A fab weekend of adventure , lools , snow stuck cars , glimpses of virgin splores of things to come and this... a real delightful if murky past manor, a rare find in that it is decaying thru sheer neglect, bad weather and time, it seems without the pollution of vandalism and chavery , so you'll understand if details are not forthcoming

This was our second attempt here , Ssshhhh. and I were once again joined by Perjury Saint in our bid to splore....






+++++++++++++++++++++++++++++++++ACCESS++++++++++++++++++ ++++++++++++++

We were literally grinning like cheshire cats to finally get in here

it's a contrasting mix of not too bad nick




stairscorri by Key Powt, on Flickr

and then areas of more in your face decay and age




chaircorri by Key Powt, on Flickr

as for artefacts there are quite a few bits and bobs about not entirely stripped or anything




store by Key Powt, on Flickr

one cant help indulging ones self with the fantastic settings and natural light a chance to show what keeps the cold at bay in these subzero temps 



bally by Key Powt, on Flickr

as I regain my decorum and the lols die down, we make our way deeper inside, the equisitness notches up a tad, these sublime lime corridors were just awesome, we eye the PIRS carefully but they seem nice.




emerald by Key Powt, on Flickr

and then when you enter the epic hall get ready.... just a little a first, we'll go in tight so you can anticipate the coming vista




bannisterdjpg by Key Powt, on Flickr

...hold on just a little more detail...




detail by Key Powt, on Flickr

then bazoompht...and der dooooo.. Iv'e seen it and I still can't believe what we saw, like a euro splore but in good ol blighty




The Arrival by AlternativeDayOut, on Flickr

lets relax after the immenseness, look out , I say somebodies soiled themselves...dear lady indeed!

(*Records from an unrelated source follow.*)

PR #4037, opened 2015-09-18
[CDAP-3722] Add filtering search metadata on active namespace.

henry-cask:
Right now, when search done on value or key:value the returned entities are not filtered by active namespace.

We now add namespace as prefix on the value and key:value index columns in the IndexedTable for BusinessMetadataDataset.

Updated tests accordingly.

### DIFF
--- a/cdap-app-fabric/src/main/java/co/cask/cdap/metadata/MetadataAdmin.java
+++ b/cdap-app-fabric/src/main/java/co/cask/cdap/metadata/MetadataAdmin.java
@@ -116,6 +116,7 @@ public interface MetadataAdmin {
   /**
    * Execute search for metadata for particular type of CDAP object.
    *
+   * @param namespaceId The namespace id to be filter the search by.
    * @param searchQuery The query need to be executed for the search.
    * @param type The particular type of CDAP object that the metadata need to be searched. If null all possible types
    *             will be searched.
@@ -123,6 +124,6 @@ public interface MetadataAdmin {
    * @return a {@link Set} records for metadata search.
    * @throws NotFoundException if there is not record found for particular query text.
    */
-  Set<MetadataSearchResultRecord> searchMetadata(String searchQuery, @Nullable MetadataSearchTargetType type)
-    throws NotFoundException;
+  Set<MetadataSearchResultRecord> searchMetadata(String namespaceId, String searchQuery,
+                                                 @Nullable MetadataSearchTargetType type) throws NotFoundException;
 }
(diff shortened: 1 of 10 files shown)


cdap-app-fabric/src/main/java/co/cask/cdap/metadata/MetadataAdmin.java
```diff
@@ -123,6 +124,6 @@ void addProperties(Id.NamespacedId entityId, Map<String, String> properties)
    * @return a {@link Set} records for metadata search.
    * @throws NotFoundException if there is not record found for particular query text.
    */
-  Set<MetadataSearchResultRecord> searchMetadata(String searchQuery, @Nullable MetadataSearchTargetType type)
-    throws NotFoundException;
+  Set<MetadataSearchResultRecord> searchMetadata(String namespaceId, String searchQuery,
```
bdmogal: Better to take in ``Id.Namespace``?

henry-cask:
Build: http://builds.cask.co/browse/CDAP-RBT464-1

cdap-app-fabric/src/main/java/co/cask/cdap/metadata/MetadataAdmin.java
henry-cask: No because Id.NamespacedId does not have the actual namespace id. Need to cast it to right child class.

cdap-data-fabric/src/main/java/co/cask/cdap/data2/metadata/dataset/BusinessMetadataDataset.java
```diff
@@ -461,13 +465,27 @@ private void addNamespaceIdToKey(MDSKey.Builder builder, Id.NamespacedId namespa
     throw new IllegalArgumentException("Illegal Type " + type + " of metadata source.");
   }
 
+  private String getNamespaceId(MDSKey key) {
```
bdmogal: This should be ``getNamespacedId``, since namespaceId means something else.

bdmogal: oh oops no I may have got that wrong. Can you instead change the comment two lines below to split the ``[targetId]`` into its components? Or another comment mentioning namespaceId is the first part of ``[targetId]``

henry-cask: Will do

bdmogal:
Can you also add verifications in ``MetadataHttpHandlerTest``?

henry-cask:
Rerun build after rebase:
http://builds.cask.co/browse/CDAP-RBT464-2

bdmogal:
:+1:

henry-cask:
Build passes, merging ...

tiles by Key Powt, on Flickr

a cig break and a read of a furry book




furybook by Key Powt, on Flickr

or maybe one from the vast selection of other furry books




librar3 by Key Powt, on Flickr

this place would of been so full on in its day, a real house built when finery was all the rage




detail-lib by Key Powt, on Flickr

lets go upstairs now and see whats going on up there, i think i heard something behind me.




The Curious case of the Doppelganger by AlternativeDayOut, on Flickr

out in the many corridors , one of the numerous buckets and other recepticals to catch the nonstop water drops , someone is kinda looking after this gaff or they need the water to...

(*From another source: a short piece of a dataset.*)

PR #4041, opened 2015-09-18
Set worker instances and worker resources from the ETLWorker Config

gokulavasan:
Build : http://builds.cask.co/browse/CDAP-RBT465


cdap-app-templates/cdap-etl/cdap-etl-realtime/src/main/java/co/cask/cdap/etl/realtime/ETLRealtimeApplication.java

pink-corridor by Key Powt, on Flickr

... give their plants! like the song "smoking in the boys room" but what are they smoking !




leefs by Key Powt, on Flickr

this place has more bathrooms than our house has rooms




bathroom by Key Powt, on Flickr

Thanks so much for peeking with us




thugs by Key Powt, on Flickr

Video foolery in said place...

[ame]http://www.youtube.com/watch?v=bH0e_wzoJtM[/ame]

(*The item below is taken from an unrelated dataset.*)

PR #4044, opened 2015-09-18
Fix/hydrator firefox

astewes:
*  Fixes node endpoint display issue (Firefox only)
*  Moves left panel toggle button from group-side-panel to adapters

be sure to see Sssshhh....'s and Perjury Saint contributions below.​


----------



## Sshhhh... (Mar 28, 2013)

So happy we finally got to see this place, was well worth the wait. A fantastic day out with lots of laughs. Those tights, Alt, suits you sir! Your turn next time Mr Saint 




















































Thanks for looking! ​


----------



## darbians (Mar 28, 2013)

Nice one guys its great to see more than the three rooms, that keep getting posted!!


----------



## Dawnwarrior (Mar 28, 2013)

Absolutely Stunning Report. Love the Video. Were They Growing Skunk In The Bathroom ?


----------



## perjury saint (Mar 28, 2013)

*Nice one you pair!!! Top day and a TOP location!!! Will get my pics up ASAP...
Now, wheres me fishnets?  *


----------



## UE-OMJ (Mar 28, 2013)

FUNtastic stuff there, looks like you really enjoyed yourself despite the bad weather. What an awesome place!


----------



## sj9966 (Mar 28, 2013)

Awesome stuff here guys!!


----------



## UrbanX (Mar 28, 2013)

You guys and gals are nuts! Nice images of a nice place, My fave is #2 of Alts and the last one of Shhhh's. Cheers for sharing!


----------



## TeeJF (Mar 28, 2013)

Wow... just wow! What a totally amazing place and a superb report and photos from the pair of you. More to come? Hope so!


----------



## UEP-Wales (Mar 28, 2013)

Lovely stuff there from both of you! Have to say though, that last shot from Sshhhh is just outstanding!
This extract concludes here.